Exercise requirements:
What is needed is an exact copy of all the records, written out in full.

The records:
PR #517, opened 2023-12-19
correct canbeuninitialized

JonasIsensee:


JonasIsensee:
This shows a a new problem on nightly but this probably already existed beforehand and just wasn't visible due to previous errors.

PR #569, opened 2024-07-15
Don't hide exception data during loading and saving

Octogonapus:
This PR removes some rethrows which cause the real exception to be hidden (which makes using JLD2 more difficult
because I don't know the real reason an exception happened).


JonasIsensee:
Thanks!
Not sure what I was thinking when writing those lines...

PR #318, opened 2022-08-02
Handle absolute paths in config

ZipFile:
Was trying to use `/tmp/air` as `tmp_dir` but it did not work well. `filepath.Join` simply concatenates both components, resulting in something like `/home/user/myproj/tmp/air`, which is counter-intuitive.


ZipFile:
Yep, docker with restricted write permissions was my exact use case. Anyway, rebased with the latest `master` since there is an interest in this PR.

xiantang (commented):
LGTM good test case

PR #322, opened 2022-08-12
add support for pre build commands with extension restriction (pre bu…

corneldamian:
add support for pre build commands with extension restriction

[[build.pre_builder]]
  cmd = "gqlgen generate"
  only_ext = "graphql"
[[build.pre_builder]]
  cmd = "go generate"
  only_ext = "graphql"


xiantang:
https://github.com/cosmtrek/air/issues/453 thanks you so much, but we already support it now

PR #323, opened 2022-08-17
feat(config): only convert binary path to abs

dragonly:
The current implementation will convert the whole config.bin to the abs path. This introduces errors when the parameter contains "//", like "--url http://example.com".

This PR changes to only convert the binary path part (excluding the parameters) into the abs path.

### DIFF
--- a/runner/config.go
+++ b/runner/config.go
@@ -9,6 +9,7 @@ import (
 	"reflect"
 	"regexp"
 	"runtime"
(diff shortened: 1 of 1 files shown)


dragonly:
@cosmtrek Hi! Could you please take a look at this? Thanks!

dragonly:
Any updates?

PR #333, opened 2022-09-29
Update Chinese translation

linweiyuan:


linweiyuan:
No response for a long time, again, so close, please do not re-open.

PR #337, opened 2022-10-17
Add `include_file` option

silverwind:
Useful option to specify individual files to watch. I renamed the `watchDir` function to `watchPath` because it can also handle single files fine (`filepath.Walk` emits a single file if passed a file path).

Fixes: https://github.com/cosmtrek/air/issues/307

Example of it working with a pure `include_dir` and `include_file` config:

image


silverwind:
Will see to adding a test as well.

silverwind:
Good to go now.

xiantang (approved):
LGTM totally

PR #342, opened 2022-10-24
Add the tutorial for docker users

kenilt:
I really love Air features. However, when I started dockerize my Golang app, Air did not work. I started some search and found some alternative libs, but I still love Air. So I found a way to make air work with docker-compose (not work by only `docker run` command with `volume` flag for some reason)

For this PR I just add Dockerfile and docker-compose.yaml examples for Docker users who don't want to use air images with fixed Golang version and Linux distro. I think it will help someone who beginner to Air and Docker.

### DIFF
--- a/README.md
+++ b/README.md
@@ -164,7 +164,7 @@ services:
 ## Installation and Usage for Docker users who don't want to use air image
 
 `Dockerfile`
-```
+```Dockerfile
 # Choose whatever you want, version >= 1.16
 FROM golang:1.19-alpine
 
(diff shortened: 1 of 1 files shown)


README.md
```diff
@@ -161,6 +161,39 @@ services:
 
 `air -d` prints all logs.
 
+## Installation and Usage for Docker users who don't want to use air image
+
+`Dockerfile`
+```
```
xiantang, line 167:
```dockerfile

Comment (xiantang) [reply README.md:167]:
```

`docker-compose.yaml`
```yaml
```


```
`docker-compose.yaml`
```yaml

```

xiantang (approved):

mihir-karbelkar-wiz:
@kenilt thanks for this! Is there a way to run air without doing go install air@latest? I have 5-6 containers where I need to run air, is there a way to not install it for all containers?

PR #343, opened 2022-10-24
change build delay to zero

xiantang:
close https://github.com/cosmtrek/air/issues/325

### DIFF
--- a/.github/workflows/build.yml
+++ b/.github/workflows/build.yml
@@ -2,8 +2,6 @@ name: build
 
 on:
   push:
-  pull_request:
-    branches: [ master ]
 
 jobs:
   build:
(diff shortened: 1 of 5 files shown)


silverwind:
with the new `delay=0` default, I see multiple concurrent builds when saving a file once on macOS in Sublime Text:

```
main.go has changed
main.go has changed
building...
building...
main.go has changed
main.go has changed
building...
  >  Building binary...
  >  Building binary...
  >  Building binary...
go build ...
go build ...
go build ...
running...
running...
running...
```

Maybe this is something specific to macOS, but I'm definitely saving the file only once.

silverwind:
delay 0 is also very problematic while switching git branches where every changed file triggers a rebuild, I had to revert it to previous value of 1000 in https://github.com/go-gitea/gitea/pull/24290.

Written answer:
PR #517, opened 2023-12-19
correct canbeuninitialized

JonasIsensee:


JonasIsensee:
This shows a a new problem on nightly but this probably already existed beforehand and just wasn't visible due to previous errors.

PR #569, opened 2024-07-15
Don't hide exception data during loading and saving

Octogonapus:
This PR removes some rethrows which cause the real exception to be hidden (which makes using JLD2 more difficult
because I don't know the real reason an exception happened).


JonasIsensee:
Thanks!
Not sure what I was thinking when writing those lines...

PR #318, opened 2022-08-02
Handle absolute paths in config

ZipFile:
Was trying to use `/tmp/air` as `tmp_dir` but it did not work well. `filepath.Join` simply concatenates both components, resulting in something like `/home/user/myproj/tmp/air`, which is counter-intuitive.


ZipFile:
Yep, docker with restricted write permissions was my exact use case. Anyway, rebased with the latest `master` since there is an interest in this PR.

xiantang (commented):
LGTM good test case

PR #322, opened 2022-08-12
add support for pre build commands with extension restriction (pre bu…

corneldamian:
add support for pre build commands with extension restriction

[[build.pre_builder]]
  cmd = "gqlgen generate"
  only_ext = "graphql"
[[build.pre_builder]]
  cmd = "go generate"
  only_ext = "graphql"


xiantang:
https://github.com/cosmtrek/air/issues/453 thanks you so much, but we already support it now

PR #323, opened 2022-08-17
feat(config): only convert binary path to abs

dragonly:
The current implementation will convert the whole config.bin to the abs path. This introduces errors when the parameter contains "//", like "--url http://example.com".

This PR changes to only convert the binary path part (excluding the parameters) into the abs path.

### DIFF
--- a/runner/config.go
+++ b/runner/config.go
@@ -9,6 +9,7 @@ import (
 	"reflect"
 	"regexp"
 	"runtime"
(diff shortened: 1 of 1 files shown)


dragonly:
@cosmtrek Hi! Could you please take a look at this? Thanks!

dragonly:
Any updates?

PR #333, opened 2022-09-29
Update Chinese translation

linweiyuan:


linweiyuan:
No response for a long time, again, so close, please do not re-open.

PR #337, opened 2022-10-17
Add `include_file` option

silverwind:
Useful option to specify individual files to watch. I renamed the `watchDir` function to `watchPath` because it can also handle single files fine (`filepath.Walk` emits a single file if passed a file path).

Fixes: https://github.com/cosmtrek/air/issues/307

Example of it working with a pure `include_dir` and `include_file` config:

image


silverwind:
Will see to adding a test as well.

silverwind:
Good to go now.

xiantang (approved):
LGTM totally

PR #342, opened 2022-10-24
Add the tutorial for docker users

kenilt:
I really love Air features. However, when I started dockerize my Golang app, Air did not work. I started some search and found some alternative libs, but I still love Air. So I found a way to make air work with docker-compose (not work by only `docker run` command with `volume` flag for some reason)

For this PR I just add Dockerfile and docker-compose.yaml examples for Docker users who don't want to use air images with fixed Golang version and Linux distro. I think it will help someone who beginner to Air and Docker.

### DIFF
--- a/README.md
+++ b/README.md
@@ -164,7 +164,7 @@ services:
 ## Installation and Usage for Docker users who don't want to use air image
 
 `Dockerfile`
-```
+```Dockerfile
 # Choose whatever you want, version >= 1.16
 FROM golang:1.19-alpine
 
(diff shortened: 1 of 1 files shown)


README.md
```diff
@@ -161,6 +161,39 @@ services:
 
 `air -d` prints all logs.
 
+## Installation and Usage for Docker users who don't want to use air image
+
+`Dockerfile`
+```
```
xiantang, line 167:
```dockerfile

Comment (xiantang) [reply README.md:167]:
```

`docker-compose.yaml`
```yaml
```


```
`docker-compose.yaml`
```yaml

```

xiantang (approved):

mihir-karbelkar-wiz:
@kenilt thanks for this! Is there a way to run air without doing go install air@latest? I have 5-6 containers where I need to run air, is there a way to not install it for all containers?

PR #343, opened 2022-10-24
change build delay to zero

xiantang:
close https://github.com/cosmtrek/air/issues/325

### DIFF
--- a/.github/workflows/build.yml
+++ b/.github/workflows/build.yml
@@ -2,8 +2,6 @@ name: build
 
 on:
   push:
-  pull_request:
-    branches: [ master ]
 
 jobs:
   build:
(diff shortened: 1 of 5 files shown)


silverwind:
with the new `delay=0` default, I see multiple concurrent builds when saving a file once on macOS in Sublime Text:

```
main.go has changed
main.go has changed
building...
building...
main.go has changed
main.go has changed
building...
  >  Building binary...
  >  Building binary...
  >  Building binary...
go build ...
go build ...
go build ...
running...
running...
running...
```

Maybe this is something specific to macOS, but I'm definitely saving the file only once.

silverwind:
delay 0 is also very problematic while switching git branches where every changed file triggers a rebuild, I had to revert it to previous value of 1000 in https://github.com/go-gitea/gitea/pull/24290.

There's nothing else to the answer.